### Problem
Copy each line of the listing where the word "Makefile" can be found.

### Exercise inputs
────────────────

PR #2828, opened 2020-09-08
Fix make test-cov

timebertt:

/area dev-productivity testing
/kind test
/priority normal

This PR
- fixes `make test-cov`, which currently yields an error like this one:
```
Test Suite Passed
awk: illegal field $(github.com/gardener/gardener/some/file.go:41.3,41.83), name "1"
 input record number 1, file
 source line number 1
make: *** [Makefile:154: test-cov] Error 2
```
- un-excludes `/test/` from coverage calculation
- removes duplicate invocation of `test-prometheus` on `make verify-extended`

Fixes #

**Release note**:

```improvement operator
NONE
```

### DIFF
--- a/Makefile
+++ b/Makefile
@@ -185,4 +185,4 @@ test-prometheus:
 verify: check format test
 
 .PHONY: verify-extended
-verify-extended: install-requirements check-generate check format test-cov test-cov-clean test-prometheus
+verify-extended: install-requirements check-generate check format test-cov test-cov-clean
--- a/hack/test-cover.sh
+++ b/hack/test-cover.sh
@@ -24,8 +24,8 @@ COVERPROFILE_TMP="$(dirname $0)/../test.coverprofile.tmp"
 COVERPROFILE_HTML="$(dirname $0)/../test.coverage.html"
 
 echo "mode: set" > "$COVERPROFILE_TMP"
-find . -name "*.coverprofile" -type f | xargs cat | grep -v mode: | sort -r | awk '{if($$1 != last) {print $$0;last=$$1}}' >> "$COVERPROFILE_TMP"
-cat "$COVERPROFILE_TMP" | grep -vE "\.pb\.go|\/test\/|zz_generated" > "$COVERPROFILE"
+find . -name "*.coverprofile" -type f | xargs cat | grep -v mode: | sort -r | awk '{if($1 != last) {print $0;last=$1}}' >> "$COVERPROFILE_TMP"
+cat "$COVERPROFILE_TMP" | grep -vE "\.pb\.go|zz_generated" > "$COVERPROFILE"
 rm -rf "$COVERPROFILE_TMP"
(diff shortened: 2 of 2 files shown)


Makefile
```diff
@@ -171,7 +171,6 @@ test:
 .PHONY: test-cov
 test-cov:
 	@./hack/test-cover.sh ./cmd/... ./extensions/... ./pkg/... ./plugin/...
-	$(MAKE) test-prometheus
```
rfranzke: Can we rather exclude `test-prometheus` from the `verify-extended` rule so that `test-cov` stays similar to `test`?

hack/test-cover.sh
```diff
@@ -24,8 +24,8 @@ COVERPROFILE_TMP="$(dirname $0)/../test.coverprofile.tmp"
 COVERPROFILE_HTML="$(dirname $0)/../test.coverage.html"
 
 echo "mode: set" > "$COVERPROFILE_TMP"
-find . -name "*.coverprofile" -type f | xargs cat | grep -v mode: | sort -r | awk '{if($$1 != last) {print $$0;last=$$1}}' >> "$COVERPROFILE_TMP"
-cat "$COVERPROFILE_TMP" | grep -vE "\.pb\.go|\/test\/|zz_generated" > "$COVERPROFILE"
+find . -name "*.coverprofile" -type f | xargs cat | grep -v mode: | sort -r | awk '{if($1 != last) {print $0;last=$1}}' >> "$COVERPROFILE_TMP"
```
rfranzke, line 27: Why do we need this change/how was this working before?

hack/test-cover.sh
```diff
@@ -24,8 +24,8 @@ COVERPROFILE_TMP="$(dirname $0)/../test.coverprofile.tmp"
...
+cat "$COVERPROFILE_TMP" | grep -vE "\.pb\.go|zz_generated" > "$COVERPROFILE"
```
rfranzke, line 28: Why do we include `test` now?

hack/test-cover.sh
timebertt: I guess, it wasn't working before. 😄 
It seems, that this script was copied from `Makefile` to the shell script in https://github.com/gardener/gardener/commit/08c1bfd897eabab227a2d92a4d663d6a71d3ab35#diff-b67911656ef5d18c4ae36cb6741b7965L188 but the `$$`s were only needed for make to escape the special character `$`. 
However in the pipeline (on linux?), it seemed to work. But not on my Mac...

hack/test-cover.sh
timebertt: I assume, we don't want to exclude packages that contain `test` in their path, e.g. `/pkg/utils/test`.
`/test` is anyways not run in `make {test,test-cov}`, so I think, it isn't needed anymore.

rfranzke (approved):
/lgtm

────────────────

### Task result
make: *** [Makefile:154: test-cov] Error 2
--- a/Makefile
+++ b/Makefile
Makefile
It seems, that this script was copied from `Makefile` to the shell script in https://github.com/gardener/gardener/commit/08c1bfd897eabab227a2d92a4d663d6a71d3ab35#diff-b67911656ef5d18c4ae36cb6741b7965L188 but the `$$`s were only needed for make to escape the special character `$`. 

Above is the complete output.